А однажды я тайком от Пирволяйнена-старшего и с разрешения младшего позвонил из бара (two minutes! just for two minutes!) в Москву и начал было хвастаться ван Халену, что вовсю осуществляю план, который он назвал безумным, и уже половину осуществил, повторяю, звоню из Хельсинки, а ван Хален сказал, что во-первых, он Эдик, а во-вторых я мудак, что он, конечно, мне завидует, но не жалеет, что отказался идти со мной, а я – мудак, потому что свалил из Страны, когда в ней идет Такой Съезд! и Такие Дела!! И хоть я и собираюсь вернуться, все равно мудак, потому что не слежу за Этим Событием, сказал крупный специалист в области советской политики Эдуард ван Сорокин.

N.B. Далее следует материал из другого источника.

PR #116, opened 2022-04-10
Setup manage users admin page

e-wai:
## Implementation Description
This PR will setup the manage users page

[modified]
- make users and course separate routes (so that when we navigate back and forward, it includes these pages separately in the history)
- delete the `AdminDashboard` combined component and move to separate components in `ManageUsers` and `ManageCourses` pages
- change sidebar to  have tabs be composed of buttons

[new]
- Create `UserCard` component to render a spotlighted user's information. Add equivalent `NoUserCard` if no spotlighted user
- Create `SearchUsersBar` component for searching for user by email -- EXACT MATCH ONLY
- Create rest of users page to match Figma designs here -- https://www.figma.com/file/Yb3MvhfQAhfCjLg8cnNCoo/User-Management?node-id=112%3A61
  - Uses query for all users (and sets up relevant API things). Caches on user side which produces an edge case if page is not refreshed for significant time while user goes through sign up flow, reasonable mitigation by forcing query refresh within ~5 mins?

## Screenshots

https://user-images.githubusercontent.com/40974372/162696816-410c916f-f5a3-422f-a74b-f72879e1561f.mov

- Better to use another component instead of <Menu>?

*Outstanding work/questions*
- Order of fields is wrong, but are we ok with that
- should prob have a redirect if they go to `/admin`
- Make admin pages such as this one only accessible to admin users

Я подавленный вернулся к Дайне, поделился разговором, потом слазил в тумбочку за валютой, и после недолгих расспросов купил за копейки у тусовавшейся на нашем перекрестке шпаны (наверняка ворованый!) маленький, сильно поношенный, но вполне живой транзистор “Сони”, и на работе вешал его на шею и слушал этот чертов съезд, от которого никто никак не ожидал чего-то большего, чем от политбюроцккпсс, а он выдает такие сцены, что хочется немедленно бежать в Москву – то ли штурмовать Лубянку, то ли отстреливаться с баррикад где-нибудь на той же Красной Пресне. А когда Сахарову, о котором на мой детский вопрос “а это кто” предки – честные советские инженеры честно ответили, что он – известный физик, Сахарову, из последних сил выговаривавшему то, о чем каждый, считающий себя человеком, должен кричать на каждом углу, возмущенные непристойным словом “совесть” хлебовары и сталепеки заткнули рот и выразили наше всеобщее презрение под свои бурные аплодисменты, я забыл все свои хипповые идеалы, забыл пацифизм, Лао Цзы и Будду и шмякнул ни в чем неповинный приемник об стенку. Он, как ни странно, выдержал, стенка тоже, а вот госпожа Пирволяйнен..., и господин Пирволяйнен, пытавшийся отвертеться верчением пальца у виска, вынужден был потребовать объяснений. Я, кое-как остудив пыл поданной Фанни банкой холодного пива, объяснил, он сказал “Аха, Сахароф”, и успокоил супругу – Пирволяйненам политикой заниматься некогда, они дело делают.